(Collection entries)
▶
PR #213, opened 2012-11-08
some softkey functionalities

yamt:


samhed:
I'm assuming you wanted this on touch devices and the like where you don't have modifier keys on the on-screen keyboards. Anyway, we merged #284 instead. Closing this.

Issue #194, opened 2012-10-02
IE9 leaves "ReferenceError:  WebSocket is not defined"


takaha:
noVNC running on IE9 often fails to connect to a VNC server leaving a message "ReferenceError:  WebSocket is not defined."
And sometimes I see  a message "ReferenceError:  swfobject is not defined."

I think noVNC has to wait until both swfobject.js and web_socket.js are loaded and  INITIALIZED before calling them.

PR #217, opened 2012-12-10
Fixing ReferenceError errors

renan:
Yet Reference Error errors like #194, #202, etc.

As a rule of thumb, initialize your var before declaring or using it.

:+1:


samhed:
Not relevant anymore, closing.

PR #224, opened 2013-01-31
Allow specifying a custom default cursor

jalfd:
Makes it possible to specify a default cursor when you create the RFB object.

When Local Cursor is disabled (or unsupported), most VNC clients change the client-side cursor to a dot. With this commit, something similar can be easily done with noVNC in browsers that don't support Local Cursor.


DirectXMan12:
If you are still interested in this PR, please update it to work with the current noVNC code.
◀
# Description of the task:
Across the entries above, find each line with the word "cursor" and please copy it out.

# Result for this task:
Allow specifying a custom default cursor
Makes it possible to specify a default cursor when you create the RFB object.
When Local Cursor is disabled (or unsupported), most VNC clients change the client-side cursor to a dot. With this commit, something similar can be easily done with noVNC in browsers that don't support Local Cursor.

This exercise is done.